Bush Bucks the System by Staying the Course

March 28, 2006 — -- Washington's political pundits got the big White House shake-up they'd been calling for, but on the president's terms, not theirs.

White House Chief of Staff Andy Card, who broke records by staying more than five years in the West Wing pressure cooker, will depart in three weeks. But the president has not recruited a Washington heavyweight or former political star to come get the beleaguered agenda back on track. Instead, he has reached into his own core of loyal advisers and promoted his quiet, wonkish budget director.

Joshua B. Bolten has been in the Bush staff orbit even longer than Card. He is now director of the enormously powerful (but not very sexy) Office of Management and Budget. Bolten was Card's domestic policy deputy during much of the first term. However, he does not bring to the chief of staff's sunny corner office the gravitas or political track record that some Republicans still say the White House needs.

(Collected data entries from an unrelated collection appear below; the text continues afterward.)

Issue #493, opened 2026-07-06
Define labelled native-covariance and basis-projection contracts


brendan-m-murphy:
## Goal

Define the labelled native-covariance and basis-projection contracts needed to propagate grid-cell prior uncertainty into retained state covariance and observation-space aggregation error.

This issue is the lower-level covariance/projection dependency for the coherent reduction in #566.

## Current status

Some of the original scope has now been addressed:

- #521 added basis-aware prior-width projection and calibration for independent grid-cell perturbations, including gathered multisource bases.
- #564 added backend-neutral aggregation-error representations for diagonal, dense, and low-rank-plus-diagonal covariance and connected them to RHIME likelihood construction.

Those APIs provide useful diagnostics and downstream covariance consumers. OGI still lacks the correlated native-covariance operator and product-block producer needed to construct `C_alpha`, `H B Pi.T`, and `H B H.T`.

### Labelled native covariance operator

Define a backend-neutral, serializable covariance action over a labelled native grid. The central operation should apply `B` to one or more labelled right-hand sides without requiring a dense native `N x N` matrix.

The contract should:

- preserve native grid coordinates and right-hand-side labels;
- validate dimensions, coordinate alignment, units, finite values, and symmetry expectations;
- support multiple right-hand sides efficiently;
- expose configuration/provenance sufficient to reproduce the covariance action;
- permit alternative covariance implementations without changing the projection API.

### Basic separable exponential implementation

Provide a usable initial implementation:

- `K_lat[i,j] = exp(-|lat_i-lat_j| / ell_lat)`;
- `K_lon[i,j] = exp(-|lon_i-lon_j| / ell_lon)`;
- `B = sigma^2 (K_lat ⊗ K_lon)`;
- configurable latitude/longitude length scales and amplitude/grid-cell SD;
- an introductory default of `ell_lat = ell_lon = 1.5°`;
- optional class blocking, `B_class = sum_c M_c B M_c`, which preserves within-class covariance and sets cross-class covariance to zero;
- matrix-free/separable application to dense labelled right-hand sides.

The `1.5°` value should be a convenient documented default, not a hard-coded scientific requirement. Callers remain free to configure length scales, amplitudes, masks, and calibration policy.

### Product-space projection

Given a covariance action `B`, labelled native observation operator `H`, and labelled basis restriction/operator `Pi`, provide public helpers that compute:

- `C_alpha = Pi B Pi.T`;
- `H B Pi.T`;
[...]

PR #516, opened 2026-07-20
Keep RHIME likelihood error components separate

brendan-m-murphy:
## Summary of changes

- Preserve raw `mf_error`, optional diagonal `aggregation_error_sd`,
  `min_error`, inferred `model_error`, and total `epsilon` as distinct values.
- Validate aligned finite nonnegative aggregation SDs and combine independent
  diagonal terms exactly once at the likelihood boundary.
- Propagate averaged aggregation SD as `sqrt(sum(sd**2)) / n` rather than an
  arithmetic mean.
- Keep generic inversion outputs component-aware while explicitly omitting the
  internal aggregation field from fixed PARIS v03/v04 concentration schemas.
- Preserve aggregation error, floors, PEFO mode, no-model-error mode, and
  nondefault power through backward-compatible legacy save/replay, including
  repeated replay generations.
- Avoid misreporting floor-clipped residual variance as inferred model error.

This is the diagonal error-contract slice tracked by #509 and #493. Full
aggregation covariance remains out of scope.

## Validation

- Focused model/input/resampling tests: `20 passed`.
- Legacy/current postprocessing tests: `10 passed`.
- Standard/multisector/save-load/PARIS tests: `5 passed`.
- Final replay, legacy-writer, and floor-masking review selection: `9 passed`.
- Ruff check and format check: passed.
- Scoped Pyright on modern output/runner paths: `0 errors`.
- Independent correctness rereview: no remaining blockers.
- Full tox matrix (current, previous, and development OpenGHG plus lint): passed.

- [ ] Closes #509 or #493 — this PR implements the diagonal error slice only.
- [x] Tests added and passing.
- [x] Documentation and tutorials updated/added.
- [x] Added an entry to `CHANGELOG.md`.
- [x] No new requirements are needed.

### DIFF
--- a/CHANGELOG.md
+++ b/CHANGELOG.md
@@ -4,6 +4,14 @@
 
 ## Code changes
 
+- Added modern RHIME likelihood support for fixed aggregation-error covariance
+  supplied after input preparation: exact dense, low-rank-plus-diagonal, and
+  independent diagonal representations. Structured likelihoods retain the
+  observed ``y`` variable and predictive sampling, preserve the total-marginal
+  minimum-error floor, and leave legacy HBMCMC paths unchanged. Derived basic,
+  PARIS, and legacy products reject these inputs pending representation-neutral
+  postprocessing reconstruction. [PR #516](https://github.com/openghg/openghg_inversions/pull/516)
+
 - Added coordinate-preserving loaders and a weights-first region-constrained
   fixed-outer adapter. Packaged InTEM and raw country/land-sea class maps are
   normalized to the weights grid, outer classes retain one target each, and
--- a/docs/usage/rhime.rst
+++ b/docs/usage/rhime.rst
@@ -165,6 +165,37 @@ multisector layout. The sector count, prepared ``H`` layout, layout flag, and
 output settings are validated before model construction or sampling. Output
 side effects are still controlled by ``RhimeOutputSpec``.
 
+Aggregation-error covariance
+-----------------------------
+
+Modern RHIME can add fixed aggregation error to the observation covariance
+without changing the raw ``mf_error`` values. Attach these arrays only after
+observation filtering, averaging, global site gathering, and basis projection,
+so both covariance axes match the final ``nmeasure`` ordering. Prepared inputs
+may contain one of:
+
+* ``aggregation_error_covariance(nmeasure, nmeasure_cov)`` for the exact dense
+  covariance;
+* ``low_rank_factor(nmeasure, agg_rank)`` together with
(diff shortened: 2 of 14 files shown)


openghg_inversions/inversion_data/getters.py
```diff
@@ -33,6 +33,69 @@
 
 logger = logging.getLogger(__name__)
 
+_AGGREGATION_ERROR_NAMES = ("aggregation_error_sd", "mf_aggregation_error_sd")
+
+
+def _resample_independent_error_sd(
```
brendan-m-murphy: There is already code to do resampling in openghg (it is used by get_obs_surface)

openghg_inversions/hbmcmc/hbmcmc.py
```diff
@@ -24,6 +24,7 @@
 the users OpenGHG config file (default location: ~/.openghg/openghg.conf).
 """
```
brendan-m-murphy, line 26: No new code should go in the hbmcmc submodule unless it is necessary for some change to the modern run rhime pathway

openghg_inversions/inversion_data/getters.py
```diff
@@ -33,6 +33,69 @@
...
+        raise ValueError("Aggregation-error resampling requires non-negative standard deviations.")
+
+    with xr.set_options(keep_attrs=True):
+        count = error_sd.resample(time=averaging_period).count()
+        variance = (error_sd**2).resample(time=averaging_period).sum() / count**2
+        result = variance**0.5
+    return result.rename(error_sd.name)
+
+
+def _replace_mean_resampled_aggregation_error(
```
brendan-m-murphy: Diagonal approximation to aggregation error should be a secondary option. Dense exact aggregation error and truncated SVD approximations (with diagonal terms for truncated singular values) of it are the main options.

openghg_inversions/models/components.py
```diff
@@ -423,6 +440,7 @@ def add_inferpymc_likelihood_component(
     if offset is not None:
         total_mu = total_mu + offset
 
+    pm.Deterministic("model_error", pt.sqrt(model_error_variance), dims=output_dim)
```
brendan-m-murphy: Favor the sigma alignment pattern where deterministics can be recovered after sampling, if needed. Storing deterministics takes a lot of memory

brendan-m-murphy (commented):
This needs to be updated with the current preferred aggregation error options from verification-games, or should be designed to make that an easy extension.

No new features should be added to the hbmcmc submodule unless strictly necessary for modern run rhime additions (so the changes to hbmcmc should preserve its behavior and not add new features).

PR #518, opened 2026-07-21
Fix dtype bug #517

pearson01:
Incorrect dtype int for scalemap_mu and scalemap_mode. Both these scaling maps should have dtype float. Added bug fix.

Bikes, Bowling and a Special Dog

Bolten may become Washington's hottest new personality. Behind the glasses and businesslike demeanor is a guy devoted to his Harley motorcycle who's fanatic about bowling. His office coffee-table book is a children's best-seller, "Walter the Farting Dog." The vanity photos on the wall are all of Bush's hands, not his face.

Why not bring in a superstar? Why stay the course? Bush seems to relish sticking it to the inside-the-beltway mentality in Washington. But more than that, he's following a pattern used by all recent two-term presidents.

President Clinton promoted his budget director, Leon Panetta, and later chose his close policy aide, John Podesta, to finish out the years as chief of staff. Podesta said of the job, "It's like being an emergency-room doctor who works seven days a week."

President Reagan recruited Senate Majority Leader Howard Baker to run the White House, but then in the final year promoted longtime aide Kenneth Duberstein to finish out the second term.

Bush often defaults to choosing people with whom he shares a high comfort level -- Vice President Dick Cheney, one-time Supreme Court nominee Harriet Miers and now Bolten.